We decided not to make batch validation a feature class. Instead, it's handled as Opik experiments — allowing us to:

  • Track metrics across validation runs
  • Compare performance over time
  • A/B test different prompt versions on the same dataset

File Structure

app/prompts/
├── __init__.py # Exports: get_registry, CATEGORIES
├── registry.py # PromptRegistry with chat format support
├── constants.py # CATEGORIES, CATEGORY_DESCRIPTIONS
├── opik_sync.py # CLI: python -m app.prompts.opik_sync
├── optimizer.py # Prompt optimization with opik-optimizer
└── local/
├── forseti_charter.json # Opik-synced prompts (chat format)
├── forseti.py # Python prompts (fallback)
└── autocontrib.py # Auto-contribution prompts

Syncing Prompts to Opik

One command syncs all Forseti prompts:

python -m app.prompts.opik_sync --prefix forseti.

# Output:
# ✅ forseti.persona (commit: f73d1f4a)
# ✅ forseti.charter_validation (commit: 4b187053)
# ✅ forseti.category_classification (commit: efd48155)
# ✅ forseti.wording_correction (commit: f2bbedd1)
# ✅ forseti.batch_validation (commit: 0e097ebb)

Why This Matters

Independent Optimization

Now we can optimize each feature separately:

from app.prompts import optimize_forseti_charter

# Optimize just category classification
result = optimize_forseti_charter(
dataset_name="forseti-category-training",
optimizer_type="meta_prompt",
)

Version Tracking

Every prompt change is tracked in Opik with a commit hash.
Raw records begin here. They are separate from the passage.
PR #2028, opened 2019-03-29
Add support for vhostuser+dpdk testing

kylazhang:

### DIFF
--- a/virttest/openvswitch.py
+++ b/virttest/openvswitch.py
@@ -294,6 +294,9 @@ class OpenVSwitchControlCli_140(OpenVSwitchControl):
     def list_br(self):
         return results_stdout_52lts(self.ovs_vsctl(["list-br"])).splitlines()
 
+    def list_interface(self):
+        return self.ovs_vsctl(["list", "interface"]).stdout_text.strip()
+
     def add_port(self, br_name, port_name):
         self.ovs_vsctl(["add-port", br_name, port_name])
 
@@ -457,7 +460,7 @@ class OpenVSwitch(OpenVSwitchSystem):
         """
         self.tmpdir = "/%s/openvswitch" % (tmpdir)
         try:
-            os.mkdir(self.tmpdir)
+            os.makedirs(self.tmpdir)
         except OSError as e:
             if e.errno != 17:
                 raise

We can:

  • Roll back to previous versions
  • Compare performance across versions
  • Link experiments to specific prompt commits

Vaettir MCP Integration (Future)

With prompts centralized, we're ready for Phase 3:

  • Share prompts between Python app and N8N workflows
  • Access via MCP tools: get_prompt("forseti.charter_validation")
  • Single source of truth across all integrations

What's Next

Phase 4: Update ForsetiAgent to use registry.get_messages() for all LLM calls, enabling:

  • Automatic prompt versioning in traces
  • Chat format for better model performance
  • Seamless fallback if Opik is unavailable

Summary

MetricBeforeAfter
Prompt locations3+ files1 registry
Opik prompts synced2 (with typo)5 (correct naming)
Feature documentationNone7-step procedure
Tests17 passing17 passing

Branch: experiment/heavy_dowel_6216

Key files:

  • app/prompts/local/forseti_charter.json — Chat format prompts
  • app/prompts/registry.py — Unified prompt access
  • docs/docs/app/FORSETI_AGENT.md — Feature documentation
  • docs/docs/app/core/prompts.md — Architecture overview

Modular prompts, independent optimization, clean architecture.